# TT to get 180PS 1.8 TFSI Entry-Level Version



## can_quattro (Jun 11, 2009)

I know some folks have been hoping for this.

https://www.audi-mediaservices.com/...itteilungen/2015/04/23/audi_tt_1_8_tfsi_.html

http://www.carscoops.com/2015/04/audi-t ... level.html

http://www.worldcarfans.com/11504239267 ... -180-ps-18

http://www.inautonews.com/audi-tt-new-e ... introduced


----------



## 35mphspeedlimit (Sep 25, 2010)

Wow, that didn't take long did it! It seems as though Audi is not hanging around with the introduction of a more affordable entry level engine in the range, perhaps in response to initial market uptake on the 2.0 pricing. By my reckoning that's about £23,000 (ex-VAT) for the 1.8 Sport which I think is about £3k on the starting point last time round. Speeds are marginally improved over the current 1.8 by about 0.2mph (note the 6 speed S-tronic is slower than the manual!) but it is the emissions output that appears to have been reduced by around 20 g/km.


----------



## TortToise (Aug 22, 2009)

35mphspeedlimit said:


> Wow, that didn't take long did it! It seems as though Audi is not hanging around with the introduction of a more affordable entry level engine in the range, perhaps in response to initial market uptake on the 2.0 pricing. By my reckoning that's about £23,000 (ex-VAT) for the 1.8 Sport which I think is about £3k on the starting point last time round. Speeds are marginally improved over the current 1.8 by about 0.2mph (note the 6 speed S-tronic is slower than the manual!) but it is the emissions output that appears to have been reduced by around 20 g/km.

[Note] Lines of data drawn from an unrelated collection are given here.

PR #14713, opened 2024-07-13
[Merged by Bors] - fix: don't create new branches (and PRs) in update_dependencies.yml

bryangingechen:
The bot has been [creating a bunch of PRs](https://github.com/leanprover-community/mathlib4/issues?q=is%3Aopen+label%3Aauto-merge-after-CI+chore%3A+update+Mathlib+dependencies). This is because the current workflow [adds a timestamp suffix to the branch name](https://github.com/leanprover-community/mathlib4/blob/0512d468dedbde988a3759fcb4118c07e1cd3185/.github/workflows/update_dependencies.yml), which is discouraged in the README of the [create-pull-request action that we're using](https://github.com/peter-evans/create-pull-request?tab=readme-ov-file#alternative-strategy---always-create-a-new-pull-request-branch) (precisely because it leads to the creation of lots of PRs).

After this PR, the bot will always use a branch named `update-dependencies-bot-use-only` and hence should only create a new PR if the previous one has been merged. Note that the action force-pushes to this branch, so it's possible that the bot can end up canceling the bors queue. If this turns out to be an issue, we could add a step which checks if the `ready-to-merge` label is present, but I've put this off for now.

Summary of [Zulip discussion](https://leanprover.zulipchat.com/#narrow/stream/345428-mathlib-reviewers/topic/.22update.20mathlib.20dependencies.22.20PRs) (link requires access to the mathlib reviewers channel on Zulip).

---

### DIFF
--- a/.github/workflows/update_dependencies.yml
+++ b/.github/workflows/update_dependencies.yml
@@ -29,11 +29,9 @@ jobs:
       - name: Update dependencies
         run: lake update
 
-      - name: Generate branch name
-        id: generate_branch_name
+      - name: Generate PR title
         run: |
           timestamp=$(date -u +"%Y-%m-%d-%H-%M")
-          echo "branch_name=update-dependencies-$timestamp" >> "$GITHUB_ENV"
           echo "pr_title=chore: update Mathlib dependencies $(date -u +"%Y-%m-%d")" >> "$GITHUB_ENV"
 
       - name: Create Pull Request
@@ -41,7 +39,7 @@ jobs:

IMO they'd have been better off increasing the standard spec (it never ceases to amaze me what Audi expect you to pay extra for on an expensive car like a TT) of the existing models and giving dealers more room to discount.

It's just too early in the model's lifecycle to be putting out an entry level, lower powered version.


----------



## Martin L (Jan 19, 2008)

TortToise said:


> IMO they'd have been better off increasing the standard spec (it never ceases to amaze me what Audi expect you to pay extra for on an expensive car like a TT) of the existing models and giving dealers more room to discount.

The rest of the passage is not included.